→ Exercise aim
Somewhere below, one line contains "OFF a symlink" and a later line contains "exactly that. A". Output those two lines and everything between them exactly, and nothing else.

═════ Data extract

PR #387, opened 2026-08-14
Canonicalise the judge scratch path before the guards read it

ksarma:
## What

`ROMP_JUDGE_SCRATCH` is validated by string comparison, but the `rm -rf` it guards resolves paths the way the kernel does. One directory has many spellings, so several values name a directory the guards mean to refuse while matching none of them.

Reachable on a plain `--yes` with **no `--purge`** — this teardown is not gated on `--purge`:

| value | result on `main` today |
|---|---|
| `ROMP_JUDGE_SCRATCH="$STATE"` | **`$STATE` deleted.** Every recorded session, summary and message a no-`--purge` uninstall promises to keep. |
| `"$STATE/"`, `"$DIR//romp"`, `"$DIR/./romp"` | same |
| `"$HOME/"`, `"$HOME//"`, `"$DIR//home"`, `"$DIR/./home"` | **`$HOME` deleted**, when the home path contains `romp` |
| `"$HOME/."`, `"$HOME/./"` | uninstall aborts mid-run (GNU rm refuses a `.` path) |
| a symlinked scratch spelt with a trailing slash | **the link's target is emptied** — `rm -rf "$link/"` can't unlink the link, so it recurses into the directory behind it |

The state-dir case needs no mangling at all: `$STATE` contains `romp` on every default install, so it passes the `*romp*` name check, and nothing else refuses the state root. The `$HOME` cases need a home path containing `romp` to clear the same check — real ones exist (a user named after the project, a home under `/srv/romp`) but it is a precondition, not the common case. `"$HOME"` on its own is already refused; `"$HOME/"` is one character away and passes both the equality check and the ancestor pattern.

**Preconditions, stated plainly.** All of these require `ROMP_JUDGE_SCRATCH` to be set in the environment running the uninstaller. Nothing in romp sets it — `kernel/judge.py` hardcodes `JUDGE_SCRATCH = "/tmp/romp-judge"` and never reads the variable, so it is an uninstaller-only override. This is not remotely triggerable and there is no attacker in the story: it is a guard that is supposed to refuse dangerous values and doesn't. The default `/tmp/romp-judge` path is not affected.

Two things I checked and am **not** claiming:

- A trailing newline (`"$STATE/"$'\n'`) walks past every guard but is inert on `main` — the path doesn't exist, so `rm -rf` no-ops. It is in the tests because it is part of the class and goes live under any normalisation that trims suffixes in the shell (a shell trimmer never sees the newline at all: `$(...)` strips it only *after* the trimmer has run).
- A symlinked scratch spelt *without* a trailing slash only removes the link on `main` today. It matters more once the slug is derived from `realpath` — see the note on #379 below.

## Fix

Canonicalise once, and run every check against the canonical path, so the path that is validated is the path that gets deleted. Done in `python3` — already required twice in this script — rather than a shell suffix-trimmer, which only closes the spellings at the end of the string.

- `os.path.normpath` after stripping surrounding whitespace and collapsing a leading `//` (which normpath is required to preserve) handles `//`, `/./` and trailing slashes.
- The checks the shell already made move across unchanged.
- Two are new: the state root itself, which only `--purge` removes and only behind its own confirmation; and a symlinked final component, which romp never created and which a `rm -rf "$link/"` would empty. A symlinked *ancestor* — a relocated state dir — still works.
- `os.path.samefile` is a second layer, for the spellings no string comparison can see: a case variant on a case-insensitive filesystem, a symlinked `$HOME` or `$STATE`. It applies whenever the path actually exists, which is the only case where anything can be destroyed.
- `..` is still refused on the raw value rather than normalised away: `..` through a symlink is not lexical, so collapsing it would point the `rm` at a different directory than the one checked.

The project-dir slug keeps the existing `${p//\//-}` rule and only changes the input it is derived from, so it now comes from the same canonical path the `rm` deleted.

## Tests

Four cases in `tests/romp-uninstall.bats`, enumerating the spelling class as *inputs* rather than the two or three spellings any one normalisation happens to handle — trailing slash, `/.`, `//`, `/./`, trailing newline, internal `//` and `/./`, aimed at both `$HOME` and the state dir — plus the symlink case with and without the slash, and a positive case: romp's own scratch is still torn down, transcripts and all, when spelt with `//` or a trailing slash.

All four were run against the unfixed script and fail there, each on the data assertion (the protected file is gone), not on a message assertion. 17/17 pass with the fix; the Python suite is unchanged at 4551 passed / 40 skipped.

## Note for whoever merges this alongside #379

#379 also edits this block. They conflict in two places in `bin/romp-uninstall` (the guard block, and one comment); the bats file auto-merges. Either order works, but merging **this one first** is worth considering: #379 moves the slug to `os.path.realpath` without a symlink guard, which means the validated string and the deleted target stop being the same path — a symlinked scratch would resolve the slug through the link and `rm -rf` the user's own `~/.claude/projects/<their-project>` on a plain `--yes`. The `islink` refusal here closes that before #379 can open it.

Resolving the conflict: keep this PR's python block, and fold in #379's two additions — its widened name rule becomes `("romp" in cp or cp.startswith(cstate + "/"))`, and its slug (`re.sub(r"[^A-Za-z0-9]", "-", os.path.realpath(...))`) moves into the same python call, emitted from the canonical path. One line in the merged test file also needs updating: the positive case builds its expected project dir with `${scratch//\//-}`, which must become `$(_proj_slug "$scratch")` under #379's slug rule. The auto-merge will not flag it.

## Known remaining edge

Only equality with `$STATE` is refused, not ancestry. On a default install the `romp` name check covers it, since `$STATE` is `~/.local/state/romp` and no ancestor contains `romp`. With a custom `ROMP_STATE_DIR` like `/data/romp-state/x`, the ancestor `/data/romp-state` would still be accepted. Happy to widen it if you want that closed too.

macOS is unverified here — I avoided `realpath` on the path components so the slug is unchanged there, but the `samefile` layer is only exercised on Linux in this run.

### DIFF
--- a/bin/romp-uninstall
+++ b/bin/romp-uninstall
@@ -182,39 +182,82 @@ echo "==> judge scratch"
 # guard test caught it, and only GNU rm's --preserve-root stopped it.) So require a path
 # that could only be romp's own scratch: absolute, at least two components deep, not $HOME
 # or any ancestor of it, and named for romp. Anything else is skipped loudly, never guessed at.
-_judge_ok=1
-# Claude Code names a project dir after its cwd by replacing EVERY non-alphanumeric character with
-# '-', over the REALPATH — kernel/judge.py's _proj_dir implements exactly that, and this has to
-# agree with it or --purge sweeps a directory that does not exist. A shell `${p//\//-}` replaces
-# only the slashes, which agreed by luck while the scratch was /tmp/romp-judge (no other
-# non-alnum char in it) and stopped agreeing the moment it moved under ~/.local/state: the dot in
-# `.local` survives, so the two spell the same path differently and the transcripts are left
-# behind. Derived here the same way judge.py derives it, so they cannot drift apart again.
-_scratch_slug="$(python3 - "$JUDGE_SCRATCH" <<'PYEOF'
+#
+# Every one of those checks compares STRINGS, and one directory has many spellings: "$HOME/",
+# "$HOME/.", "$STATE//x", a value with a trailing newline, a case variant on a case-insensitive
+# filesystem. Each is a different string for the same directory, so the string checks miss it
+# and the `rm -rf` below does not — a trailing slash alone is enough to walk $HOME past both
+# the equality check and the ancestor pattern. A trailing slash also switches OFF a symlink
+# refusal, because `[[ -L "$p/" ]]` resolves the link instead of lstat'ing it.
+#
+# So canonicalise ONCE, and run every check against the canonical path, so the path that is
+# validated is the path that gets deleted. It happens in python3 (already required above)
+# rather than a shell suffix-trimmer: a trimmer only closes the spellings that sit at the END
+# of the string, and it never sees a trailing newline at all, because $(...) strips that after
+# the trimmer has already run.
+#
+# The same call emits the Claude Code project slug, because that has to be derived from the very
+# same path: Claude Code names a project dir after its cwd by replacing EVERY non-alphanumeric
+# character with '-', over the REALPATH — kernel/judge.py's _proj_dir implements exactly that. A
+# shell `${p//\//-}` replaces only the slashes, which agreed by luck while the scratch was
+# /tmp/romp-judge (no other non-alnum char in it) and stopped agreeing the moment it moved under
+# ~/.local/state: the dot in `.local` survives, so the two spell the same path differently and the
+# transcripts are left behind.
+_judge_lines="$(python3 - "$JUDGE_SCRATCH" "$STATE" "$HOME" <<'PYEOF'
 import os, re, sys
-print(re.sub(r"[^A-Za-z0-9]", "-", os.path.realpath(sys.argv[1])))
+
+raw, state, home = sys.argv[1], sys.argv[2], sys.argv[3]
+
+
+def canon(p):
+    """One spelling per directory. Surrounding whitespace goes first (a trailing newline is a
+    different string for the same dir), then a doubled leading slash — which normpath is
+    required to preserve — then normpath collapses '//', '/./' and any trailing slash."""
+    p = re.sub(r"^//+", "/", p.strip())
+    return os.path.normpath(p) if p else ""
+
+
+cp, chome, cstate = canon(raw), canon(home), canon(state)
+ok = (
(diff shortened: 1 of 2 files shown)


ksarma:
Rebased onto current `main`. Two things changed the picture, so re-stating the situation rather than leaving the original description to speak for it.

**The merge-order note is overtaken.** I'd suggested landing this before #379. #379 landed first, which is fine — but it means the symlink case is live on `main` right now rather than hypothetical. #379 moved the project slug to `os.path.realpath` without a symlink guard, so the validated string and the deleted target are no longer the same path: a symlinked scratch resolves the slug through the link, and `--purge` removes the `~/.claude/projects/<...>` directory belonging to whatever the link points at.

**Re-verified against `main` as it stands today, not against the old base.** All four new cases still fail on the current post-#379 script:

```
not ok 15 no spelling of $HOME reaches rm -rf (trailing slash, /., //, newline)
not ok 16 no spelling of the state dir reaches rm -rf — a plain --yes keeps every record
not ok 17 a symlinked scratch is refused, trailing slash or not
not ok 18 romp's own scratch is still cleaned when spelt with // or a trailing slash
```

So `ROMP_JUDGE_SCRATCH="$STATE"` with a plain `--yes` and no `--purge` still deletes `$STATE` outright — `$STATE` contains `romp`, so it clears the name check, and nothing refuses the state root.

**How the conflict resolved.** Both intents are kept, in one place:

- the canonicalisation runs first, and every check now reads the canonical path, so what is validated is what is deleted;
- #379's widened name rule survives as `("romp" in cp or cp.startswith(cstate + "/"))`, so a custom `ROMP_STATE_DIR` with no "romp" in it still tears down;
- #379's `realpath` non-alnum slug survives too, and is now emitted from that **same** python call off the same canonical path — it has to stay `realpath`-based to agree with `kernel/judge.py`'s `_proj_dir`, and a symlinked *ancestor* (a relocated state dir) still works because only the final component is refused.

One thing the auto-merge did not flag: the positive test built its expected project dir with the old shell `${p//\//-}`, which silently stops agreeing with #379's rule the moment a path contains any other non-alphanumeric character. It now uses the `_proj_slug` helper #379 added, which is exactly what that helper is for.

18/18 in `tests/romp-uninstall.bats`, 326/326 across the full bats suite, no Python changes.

══════════

→ Answer
+# the equality check and the ancestor pattern. A trailing slash also switches OFF a symlink
+# refusal, because `[[ -L "$p/" ]]` resolves the link instead of lstat'ing it.
+#
+# So canonicalise ONCE, and run every check against the canonical path, so the path that is
+# validated is the path that gets deleted. It happens in python3 (already required above)
+# rather than a shell suffix-trimmer: a trimmer only closes the spellings that sit at the END
+# of the string, and it never sees a trailing newline at all, because $(...) strips that after
+# the trimmer has already run.
+#
+# The same call emits the Claude Code project slug, because that has to be derived from the very
+# same path: Claude Code names a project dir after its cwd by replacing EVERY non-alphanumeric
+# character with '-', over the REALPATH — kernel/judge.py's _proj_dir implements exactly that. A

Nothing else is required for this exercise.